PR #149, opened 2016-10-07
Simplify env var lookup

vivid-synth:
This way we don't need to throw an exception

### DIFF
--- a/Sound/Tidal/Tempo.hs
+++ b/Sound/Tidal/Tempo.hs
@@ -9,7 +9,7 @@ import Control.Monad (forM_, forever, void)
 import Control.Concurrent (forkIO, threadDelay)
 import Control.Concurrent.MVar
 import Control.Monad.Trans (liftIO)
-import Data.Maybe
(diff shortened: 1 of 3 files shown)


Sound/Tidal/Tempo.hs
```diff
@@ -9,15 +9,17 @@ import Control.Monad (forM_, forever, void)
 import Control.Concurrent (forkIO, threadDelay)
 import Control.Concurrent.MVar
 import Control.Monad.Trans (liftIO)
+import Data.Maybe
```
lennart:
```haskell
import Data.Maybe (fromMaybe,maybe)
```
 ?

vivid-synth: K!

lennart:
relates to #157

lennart:
@vivid-synth if you update to latest 0.9-dev once again (I just merged the update to cabal 1.18) travis should pass!

vivid-synth:
Updated

lennart:
great, should be good to merge.

PR #152, opened 2016-10-27
tidal: set feedback parameter to zero by default

telephon:
Not sure if it is still necessary, but here it is.

### DIFF
--- a/Sound/Tidal/Params.hs
+++ b/Sound/Tidal/Params.hs
@@ -114,7 +114,7 @@ Using `cut "0"` is effectively _no_ cutgroup.
 -- | a pattern of numbers from 0 to 1. Sets the level of the delay signal.
 (delay, delay_p)                 = pF "delay" (Just 0)
 -- | a pattern of numbers from 0 to 1. Sets the amount of delay feedback.
-(delayfeedback, delayfeedback_p) = pF "delayfeedback" (Just (-1))
+(delayfeedback, delayfeedback_p) = pF "delayfeedback" (Just 0)
 -- | a pattern of numbers from 0 to 1. Sets the length of the delay.
 (delaytime, delaytime_p)         = pF "delaytime" (Just (-1))
 (detune, detune_p)               = pF "detune" (Just 0)


telephon:
@lennart All in all, wouldn't it be better to change them all to `Nothing` and then keep the defaults in classic dirt and superdirt respectively?

lennart:
as of now, specifying a param with default `Nothing` will make these mandatory. which is right now just `s`.

I don't know why there is this restriction.

bgold-cosmos:
Dirt doesn't receive messages the same way SuperDirt does - it expects OSC messages where all parameters are in a certain order and have values.  In fact, I think this is the only reason for the "defaults" in Param.hs these days, my understanding is that SuperDirt will never sees those defaults.

My recollection is that `-1` defaults were a way of working around whether a parameter had been used in Tidal or not, equivalent to how SuperDirt can test for `nil`.

telephon:
ok, so we can actually jut leave it as it is? Should I close?

Sound/Tidal/Params.hs
```diff
@@ -114,7 +114,7 @@ Using `cut "0"` is effectively _no_ cutgroup.
 -- | a pattern of numbers from 0 to 1. Sets the level of the delay signal.
 (delay, delay_p)                 = pF "delay" (Just 0)
 -- | a pattern of numbers from 0 to 1. Sets the amount of delay feedback.
-(delayfeedback, delayfeedback_p) = pF "delayfeedback" (Just (-1))
+(delayfeedback, delayfeedback_p) = pF "delayfeedback" (Just 0)
```
lennart: just read code again, we cannot change defaults without changing classic dirt.

lennart:
currently we cannot change this without changing classic dirt as well, do we **want** to change classic dirt as well?

telephon:
@lennart we want no feedback unless specified. This currently works on both dirts, I suppose, doesn't it?

yaxu:
@telephon the problem is that delay is a global effect. If pattern a doesn't set `delayfeedback`, it would turn off feedback for a sound made with pattern b.
Could patch classic dirt to ignore `delayfeedback` if `delay` is set to 0, but why change this if superdirt ignores the default anyway?

PR #156, opened 2016-12-02
0.9 extrautils

bgold-cosmos:
This is a combination of the small utility functions that I've been using the most, some of which have been picked up by other people.  The individual commits have short descriptions (and I've tried to include comments in the code that can be auto-harvested), but here's a short index:

  * swing, swingBy - alter pattern timing
  * toScale - select from notes in a scale
  * every' - every with an offset
  * scalex - exponential version of scale
  * somecycles, somecyclesBy - like sometimes, but per cycle rather than per event
  * (***) (+++) (###) - pattern merging operators on lists, can save some typing

### DIFF
--- a/Sound/Tidal/Pattern.hs
+++ b/Sound/Tidal/Pattern.hs
@@ -340,6 +340,10 @@ every :: Int -> (Pattern a -> Pattern a) -> Pattern a -> Pattern a
 every 0 _ p = p
 every n f p = when ((== 0) . (`mod` n)) f p
 
+-- | @every n o f'@ is like @every n f@ with an offset of @o@ cycles
+every' :: Int -> Int -> (Pattern a -> Pattern a) -> Pattern a -> Pattern a
+every' n o f = when ((== o) . (`mod` n)) f
+
 -- | @foldEvery ns f p@ applies the function @f@ to @p@, and is applied for
 -- each cycle in @ns@.
 foldEvery :: [Int] -> (Pattern a -> Pattern a) -> Pattern a -> Pattern a
--- a/Sound/Tidal/Pattern.hs
+++ b/Sound/Tidal/Pattern.hs
@@ -1170,3 +1170,12 @@ toScale' o s p = (+) <$> fmap (s!!) notep <*> fmap (o*) octp
 
 toScale::[Int] -> Pattern Int -> Pattern Int
 toScale = toScale' 12
+
+{- | `swingBy x n` divides a cycle into `n` slices and delays the notes in
+the second half of each slice by `x` fraction of a slice . `swing` is an alias
+for `swingBy (1%3)`
+-}
+swingBy::Time -> Time -> Pattern a -> Pattern a 
+swingBy x n = inside n (within (0.5,1) (x ~>))
+
+swing = swingBy (1%3)
--- a/Sound/Tidal/Pattern.hs
+++ b/Sound/Tidal/Pattern.hs
@@ -700,6 +700,13 @@ almostAlways = sometimesBy 0.9
 never = flip const
 always = id
 
+{- | `somecyclesBy` is a cycle-by-cycle version of sometimesBy, and has a
+`somecycles = somecyclesBy 0.5` alias -}
+somecyclesBy x = when (test x)
+  where test x c = (timeToRand $ fromIntegral c) < x
+
+somecycles = somecyclesBy 0.5
+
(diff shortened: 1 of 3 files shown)


Sound/Tidal/Stream.hs
```diff
@@ -218,6 +218,11 @@ infixl 1 |/|
 (|/|) :: ParamPattern -> ParamPattern -> ParamPattern
 (|/|) = mergeNumWith (div) (/)
 
+(###) = foldl (#)
```
lennart: although it might seem obvious for a haskell programmer what these do,
can you add example usages or short explanations as haddock comments for one of these at least?

still hoping we can somehow use these docs somewhere else as well....

bgold-cosmos: added!

Sound/Tidal/Stream.hs
```diff
@@ -218,6 +218,17 @@ infixl 1 |/|
 (|/|) :: ParamPattern -> ParamPattern -> ParamPattern
 (|/|) = mergeNumWith (div) (/)
 
+{- | These are shorthand for merging lists of patterns with @#@, @|*|@, @|+|@,
```
telephon: questions only: wouldn't it be more general to add a very short definition of `foldl` which you can combine with any function? something like `(^ #)` Well, I see that this doesn't type itself so well. 

Or, alternatively, why not only `##` but three of them?

lennart: just guessing but maybe one of: `##`, `//`, `++` gotcha may already be used in standard haskell

vivid-synth: Just a note: you can see if an operator has been "taken" in haskell by searching it on Hayoo (http://hayoo.fh-wedel.de/) -- for operators, enclose them in parens like ```(++)```

bgold-cosmos: There might be a higher-level way of defining it more simply, but I couldn't figure it out.

I used three across the board for consistency, and because `**` is already used for exponentiation and `++` for list concatenation.

Really, these only exist because I got tired of typing long compositions of sections, like
`every 2 ((|*| speed "2") . (|*| end "0.5") . (|*| shape "2"))`, and this was the only thing I could come up with that avoided paren-matching hell and didn't involve lots of extra keystrokes.

lennart: [(###)](http://hayoo.fh-wedel.de/?query=%28%23%23%23%29)
[(+++)](http://hayoo.fh-wedel.de/?query=%28%2B%2B%2B%29)
[(///)](http://hayoo.fh-wedel.de/?query=%28%2F%2F%2F%29)
[(***)](http://hayoo.fh-wedel.de/?query=%28***%29)

lennart: I think we can go with these for now.

Just tried them for a few hours and the improvement from having _any_ operator to work on a a list of `ParamPattern` is huge!

These however are especially handy since they are easily memorable.

We can change to different _names_ later on, but I'd rather have these shortcuts **in** 0.9 than not.

What would be interesting to know is, whether these _helpers_ actually improve usability for others or rather add confusion (even more symbols!)

Maybe this however depends on the prominence of these shortcuts within our docs (right now this would only show on hackage, however, I just read, people get their information about how Tidal works from exactly there!)

Sound/Tidal/Pattern.hs
```diff
@@ -700,6 +704,13 @@ almostAlways = sometimesBy 0.9
 never = flip const
 always = id
 
+{- | `somecyclesBy` is a cycle-by-cycle version of sometimesBy, and has a
```
lennart: replace backticks with `@` for highlight (and I think referencing) of functions. also `sometimesBy` should be marked I guess.

Sound/Tidal/Pattern.hs
```diff
@@ -1145,3 +1156,26 @@ seqPLoop :: [(Time, Time, Pattern a)] -> Pattern a
 seqPLoop ps = timeLoop (maxT - minT) $ minT <~ seqP ps
   where minT = minimum $ map fst' ps
         maxT = maximum $ map snd' ps
+
+{- | `toScale` lets you turn a pattern of notes within a scale (expressed as a
```
lennart: same as `somecyclesBy`

lennart:
@bgold-cosmos thanks! think we're done, good to merge?

bgold-cosmos:
No objections here

PR #157, opened 2016-12-05
[++] cabal >= 1.18 in build matrix

lennart:
our dependency graph includes `hmt` which depends on `safe` which requires cabal 1.18 from 0.3.10 (released Nov. 8th 2016 ) on.

right now this pull request only enforces the cabal version in travis continous integration builds.

### DIFF
--- a/.travis.yml
+++ b/.travis.yml
@@ -13,7 +13,7 @@ before_cache:
 
 matrix:
   include:
-    - env: CABALVER=1.16 GHCVER=7.6.3
+    - env: CABALVER=1.18 GHCVER=7.6.3
       compiler: ": #GHC 7.6.3"
       addons: {apt: {packages: [cabal-install-1.16,ghc-7.6.3], sources: [hvr-ghc]}}
     - env: CABALVER=1.18 GHCVER=7.8.4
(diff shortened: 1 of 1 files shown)


lennart:
do I miss anything, or does this change imply changing `cabal-version: >=1.18` in `tidal.cabal` as well?

if so, it might be good, to again release a newer version, i.e. 0.8.3, no?

vivid-synth:
Tbh I don't think hmt is actually used in tidal anymore. It was attempted to be removed twice:

> commit ebe4f56fddaf4d8657c60b72ce19a3f1262a1d84
> Author: alex <alex@slab.ogr>
> Date:   Thu Aug 25 20:02:56 2016 +0100
> 
>     remove hmt, process, transformers, bytestring deps..


> commit 2fd896e9bde05d7e369e6cc8b81dcdc5e37a262a
> Author: alex <alex@slab.ogr>
> Date:   Thu Aug 25 19:49:53 2016 +0100
> 
>     remove hmt dependency (until we need it more)

I don't see anything grepping:

`grep -R 'import Music.Theory'`

lennart:
@vivid-synth that's right, but this is on master and the changes are introduced in 0.9-dev

however one of your other pull requests will eventually add an explicit dependency for `safe` and therefore break anyhow (if we don't bump cabal to >=1.18)

lennart:
this will have to also be done for 0.9-dev to make builds pass...

PR #160, opened 2016-12-29
parameters: add multichannel panning parameters

telephon:
This corresponds to the branch with the same name in SuperDirt: https://github.com/musikinformatik/SuperDirt/pull/40.

Will probably have some changes before merging.


fdragovic:
I´m confused, how does the stereo width parameter work when there is already a spread function in tidal? (https://hackage.haskell.org/package/tidal-0.8.2/docs/src/Sound-Tidal-Pattern.html#spread)

bgold-cosmos:
The `spread` function actually has nothing to do with stereo panning, it "spreads" a function that takes a numerical parameter over a whole list of numerical parameters.

lennart:
@fdragovic it won't even compile like this: https://travis-ci.org/tidalcycles/Tidal/jobs/187550015

we will have to rethink naming for _stereo_ spread, since I guess a lot users are used to `spread` the function

fdragovic:
when I saw the discussion I thought it was sc specific so I didnt comment, but I was thinking width should be free, and is often used to label stereo spread anyway? (:

telephon:
Ah sure, yes, we can rename `spread` in multichannel audio. I forgot that the parameter names in Haskell are also bound symbols.

telephon:
Maybe `span`?

telephon:
works now?

PR #163, opened 2017-01-12
shuffle and scramble

bgold-cosmos:
`shuffle` makes random permutations of Patterns, `scramble` randomly select elements from
Patterns.  Also includes `cycleChoose` as a helper function (which might be useful on its own).

### DIFF
--- a/Sound/Tidal/Pattern.hs
+++ b/Sound/Tidal/Pattern.hs
@@ -1181,3 +1181,25 @@ swingBy::Time -> Time -> Pattern a -> Pattern a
══════════
The lines to copy run from the start of the records above through the line holding "of the delay."; give them exactly, both ends included, and nothing else.

→ **ANSWER BOX**:
PR #149, opened 2016-10-07
Simplify env var lookup

vivid-synth:
This way we don't need to throw an exception

### DIFF
--- a/Sound/Tidal/Tempo.hs
+++ b/Sound/Tidal/Tempo.hs
@@ -9,7 +9,7 @@ import Control.Monad (forM_, forever, void)
 import Control.Concurrent (forkIO, threadDelay)
 import Control.Concurrent.MVar
 import Control.Monad.Trans (liftIO)
-import Data.Maybe
(diff shortened: 1 of 3 files shown)


Sound/Tidal/Tempo.hs
```diff
@@ -9,15 +9,17 @@ import Control.Monad (forM_, forever, void)
 import Control.Concurrent (forkIO, threadDelay)
 import Control.Concurrent.MVar
 import Control.Monad.Trans (liftIO)
+import Data.Maybe
```
lennart:
```haskell
import Data.Maybe (fromMaybe,maybe)
```
 ?

vivid-synth: K!

lennart:
relates to #157

lennart:
@vivid-synth if you update to latest 0.9-dev once again (I just merged the update to cabal 1.18) travis should pass!

vivid-synth:
Updated

lennart:
great, should be good to merge.

PR #152, opened 2016-10-27
tidal: set feedback parameter to zero by default

telephon:
Not sure if it is still necessary, but here it is.

### DIFF
--- a/Sound/Tidal/Params.hs
+++ b/Sound/Tidal/Params.hs
@@ -114,7 +114,7 @@ Using `cut "0"` is effectively _no_ cutgroup.
 -- | a pattern of numbers from 0 to 1. Sets the level of the delay signal.
 (delay, delay_p)                 = pF "delay" (Just 0)
 -- | a pattern of numbers from 0 to 1. Sets the amount of delay feedback.
-(delayfeedback, delayfeedback_p) = pF "delayfeedback" (Just (-1))
+(delayfeedback, delayfeedback_p) = pF "delayfeedback" (Just 0)
 -- | a pattern of numbers from 0 to 1. Sets the length of the delay.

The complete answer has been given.